No, not really. I have some fond memories, though, of hiking the White Mountains in New Hampshire seven months after my last child was born. My closest friend at the time moved up there with her family to help plant a church, and we missed each other greatly. I had wanted to visit sooner, but from February 14th to September 15th, 2002, my body would not have been able. I had torn all my pelvic ligaments giving birth, the SI joints were out of place and chronically painful, and my bladder was permanently damaged and half-paralyzed. The drive up there was but a dream, let alone doing anything physical once we got there. However, in October we went because....drumroll, was a celebration of the miracle of my healing on September 15th. It happened in an instant that Sunday after church when a man and his wife laid hands on me and prayed. I didn't think I'd ever walk without a limp, or at the very least without pain, let alone go for a three-mile hike in New England, but God decided on September 15, 2002, to touch my body and make me whole again. To this day, I talk about the "mountaintop experience" I had after being in the lowest valley.

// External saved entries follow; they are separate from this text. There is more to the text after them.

PR #9022, opened 2026-01-14
 check if states can be rebuilt(i.e. for now only workflows with events)

feiyang3cat:
## What changed?
check whether the state to be rebuilt is workflow

## Why?
only workflows have event sourcing

## How did you test it?
- [ ] built
- [ ] added new unit test(s)

### DIFF
--- a/service/history/workflow_rebuilder.go
+++ b/service/history/workflow_rebuilder.go
@@ -111,22 +111,20 @@ func (r *workflowRebuilderImpl) rebuild(
 func (r *workflowRebuilderImpl) rebuildableCheck(
 	mutableState *persistencespb.WorkflowMutableState,
 ) error {
-	nonRebuildableErr := serviceerror.NewInvalidArgument(
-		"RebuildMutableState only supports workflow executions, not other archetype types")
-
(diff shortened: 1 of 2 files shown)


service/history/workflow_rebuilder.go
```diff
@@ -104,6 +104,31 @@ func (r *workflowRebuilderImpl) rebuild(
 	return r.overwriteToDB(ctx, rebuildMutableState)
 }
```
feiyang3cat, line 106: @yycptt

service/history/workflow_rebuilder.go
```diff
@@ -138,6 +161,11 @@ func (r *workflowRebuilderImpl) getRebuildSpecFromMutableState(
 	}
 
 	mutableState := resp.State
+	err = r.rebuildableCheck(mutableState)
```
yycptt, line 164: hmm can you also check if  `currentVersionHistory` is empty or not here? and only allow the rebuild when it's not empty. In case some kind of data loss corruption clears all chasm nodes. You can use `IsCurrentVersionHistoryEmpty`.

yycptt (commented):
as synced offline, plz also add a functional test in tests/chasm_test.go

PR #9024, opened 2026-01-14
Pause replication streams when the scheduler is under pressure.

robholland:
## What changed?
Pause replication streams when the scheduler is under pressure.

## Why?
This allows us to apply backpressure to replication streams when we cannot keep up with the load. The schedulers are shared amongst streams so just keep tracking of tasked tasks is not enough. We use a timer to notify us if a submit is taking too long rather than recording the time after the fact so that the backpressure is more reactive.

## How did you test it?
- [ ] built
- [x] added new unit test(s)

---

> [!NOTE]
> **Backpressure for replication streams**
> 
> - Add slow-submission flow control: `stream_receiver` tracks per-priority slow submission timestamps and `stream_receiver_flow_controller` pauses when within `ReplicationReceiverSlowSubmissionWindow` (in addition to outstanding task count)
> - New dynamic configs: `history.ReplicationReceiverSubmissionLatencyThreshold`, `history.ReplicationReceiverSlowSubmissionWindow`, `history.EnableReplicationReceiverSlowSubmissionFlowControl`, wired through `configs.Config`
> - Refactor `StreamReceiver`: split scheduler selection into `getTaskSchedulerPriority`/`getTaskScheduler`, measure `Submit` latency, and feed `lastSlowSubmission` into flow control signals
> - Tests: expand flow controller tests to cover slow-submission window logic; adjust stream receiver tests and minor robustness checks
> 
> <sup>Written by [Cursor Bugbot](https://cursor.com/dashboard?tab=bugbot) for commit 9e6ec6ed812610ac9197fcc52157ff1ffa6d1e3f. This will update automatically on new commits. Configure [here](https://cursor.com/dashboard?tab=bugbot).</sup>

### DIFF
--- a/service/history/replication/stream_receiver_flow_controller.go
+++ b/service/history/replication/stream_receiver_flow_controller.go
@@ -40,10 +40,12 @@ func (s *streamReceiverFlowControllerImpl) GetFlowControlInfo(priority enumsspb.
 			return enumsspb.REPLICATION_FLOW_CONTROL_COMMAND_PAUSE
 		}
 
-		now := time.Now()
-		slowSubmissionWindow := now.Add(-s.config.ReplicationReceiverSlowSubmissionWindow())
-		if signalData.lastSlowSubmission.After(slowSubmissionWindow) {
-			return enumsspb.REPLICATION_FLOW_CONTROL_COMMAND_PAUSE
+		if s.config.EnableReplicationReceiverSlowSubmissionFlowControl() {
+			now := time.Now()
+			slowSubmissionWindow := now.Add(-s.config.ReplicationReceiverSlowSubmissionWindow())
+			if signalData.lastSlowSubmission.After(slowSubmissionWindow) {
+				return enumsspb.REPLICATION_FLOW_CONTROL_COMMAND_PAUSE
+			}
 		}
 	}
 	return enumsspb.REPLICATION_FLOW_CONTROL_COMMAND_RESUME
--- a/common/dynamicconfig/constants.go
+++ b/common/dynamicconfig/constants.go
@@ -2576,6 +2576,11 @@ that task will be sent to DLQ.`,
 		10*time.Second,
 		`Time window within which a slow submission will pause replication flow control`,
 	)
+	EnableReplicationReceiverSlowSubmissionFlowControl = NewGlobalBoolSetting(
+		"history.EnableReplicationReceiverSlowSubmissionFlowControl",
+		false,
+		`Enable slow submission flow control check in replication receiver`,
+	)
 	ReplicationResendMaxBatchCount = NewGlobalIntSetting(
 		"history.ReplicationResendMaxBatchCount",
 		10,
--- a/service/history/configs/config.go
+++ b/service/history/configs/config.go
@@ -299,6 +299,7 @@ type Config struct {
 	ReplicationReceiverMaxOutstandingTaskCount          dynamicconfig.IntPropertyFn
 	ReplicationReceiverSlowSubmissionLatencyThreshold   dynamicconfig.DurationPropertyFn
 	ReplicationReceiverSlowSubmissionWindow             dynamicconfig.DurationPropertyFn
+	EnableReplicationReceiverSlowSubmissionFlowControl  dynamicconfig.BoolPropertyFn
 	ReplicationResendMaxBatchCount                      dynamicconfig.IntPropertyFn
 	ReplicationProgressCacheMaxSize                     dynamicconfig.IntPropertyFn
 	ReplicationProgressCacheTTL                         dynamicconfig.DurationPropertyFn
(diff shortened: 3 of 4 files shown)


service/history/replication/stream_receiver.go
```diff
@@ -323,42 +331,73 @@ func (r *StreamReceiverImpl) processMessages(
...
-			scheduler, err := r.getTaskScheduler(streamResp.Resp.GetMessages().Priority, task)
+			schedulerPriority, err := r.getTaskSchedulerPriority(priority, task)
+			if err != nil {
+				return err
+			}
+			scheduler, err := r.getTaskScheduler(schedulerPriority)
 			if err != nil {
 				return err
 			}
+			timer := time.AfterFunc(submissionThreshold, func() {
```
yux0: Could this create too many timers? Can we do it for the batch of tasks (outside the loop)?

service/history/replication/stream_receiver_flow_controller.go
```diff
@@ -31,7 +34,15 @@ func NewReceiverFlowControl(signals map[enumsspb.TaskPriority]FlowControlSignalP
 
 func (s *streamReceiverFlowControllerImpl) GetFlowControlInfo(priority enumsspb.TaskPriority) enumsspb.ReplicationFlowControlCommand {
```
yux0, line 35: Currently, the receiver has a stream liveness check and it will kill the stream if it did not receive messages from sender. I think this is a missing piece that if we pause the stream. we should also pause the stream liveness check. But this doesn't have to be in this PR.

service/history/replication/stream_receiver.go
robholland: I could reduce this to two timers per batch (one per scheduler), but I would have to partition the tasks by scheduler for this to work, otherwise we wouldn't know which scheduler was being slow. What do you think?

robholland: Adjusted to have a timer per priority and reset them.

service/history/replication/stream_receiver_flow_controller.go
robholland: Yeah let's do that in a separate PR as it's not specific to this change.

service/history/replication/stream_receiver.go
```diff
@@ -323,42 +333,82 @@ func (r *StreamReceiverImpl) processMessages(
...
-			scheduler, err := r.getTaskScheduler(streamResp.Resp.GetMessages().Priority, task)
+			schedulerPriority, err := r.getTaskSchedulerPriority(priority, task)
+			if err != nil {
+				return err
+			}
+			scheduler, err := r.getTaskScheduler(schedulerPriority)
 			if err != nil {
 				return err
 			}
+			timer := r.startSlowSubmissionTimer(schedulerPriority, submissionThreshold)
```
xwduan: This a very hot code path, in general, we should avoid using timer here just for the purpose of measuring the submission latency... Can we use 2 timestamps as discussed before?

service/history/replication/stream_receiver_flow_controller.go
```diff
@@ -31,7 +34,15 @@ func NewReceiverFlowControl(signals map[enumsspb.TaskPriority]FlowControlSignalP
...
-		if signal().taskTrackingCount > s.config.ReplicationReceiverMaxOutstandingTaskCount() {
+		signalData := signal()
+
+		if signalData.taskTrackingCount > s.config.ReplicationReceiverMaxOutstandingTaskCount() {
+			return enumsspb.REPLICATION_FLOW_CONTROL_COMMAND_PAUSE
+		}
+
+		now := time.Now()
+		slowSubmissionWindow := now.Add(-s.config.ReplicationReceiverSlowSubmissionWindow())
+		if signalData.lastSlowSubmission.After(slowSubmissionWindow) {
```
yux0: I think there is some implicit condition here. The replication will be resume after ReplicationReceiverSlowSubmissionWindow.

yux0: I don't have better solution here. Can we use a longer time window as default? 10s?

service/history/replication/stream_receiver.go
robholland: Adjusted.

service/history/replication/stream_receiver.go
```diff
@@ -323,42 +331,74 @@ func (r *StreamReceiverImpl) processMessages(
...
+			}
+			scheduler, err := r.getTaskScheduler(schedulerPriority)
 			if err != nil {
 				return err
 			}
+			start := time.Now()
 			scheduler.Submit(task)
+			end := time.Now()
+			if end.Sub(start) > submissionThreshold {
+				r.recordSlowSubmission(schedulerPriority, end)
```
yux0, line 380: LGTM. Can we add a feature flag on this?

yux0 (approved):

4. How would you define honor?

To place high value upon in the mind, with the mouth, and with deeds.

5. Angel's food or Devil's food-which cake do you prefer?

Angel food cake is in my top three flavors of cake! It has an addictive quality to it--light, sweet, spongey, slightly gooey.
One year our care group was having an Ebenezer Dinner (Ebenezer meaning "thus far hath the Lord helped us.") These dinners were times for remembering God's faithfulness in the past six months) and I made an Ebenezer Cake (which is what I called it). It was a storebought angel food cake which I cut in half through the middle, added a layer of orange filling, then glazed and sprinkled with chopped pecans. I then filled the middle of the ring with fresh peach-tinted roses because I just adore cakes decorated with real flowers! I miss those Ebenezer dinners. Our "log keeper" would pull out the prayer log and read the prayer requests that had been mentioned, and answered. It would lead to discussion, and sometimes tears, but always to appreciation for the love of our Lord Jesus who hears our prayers.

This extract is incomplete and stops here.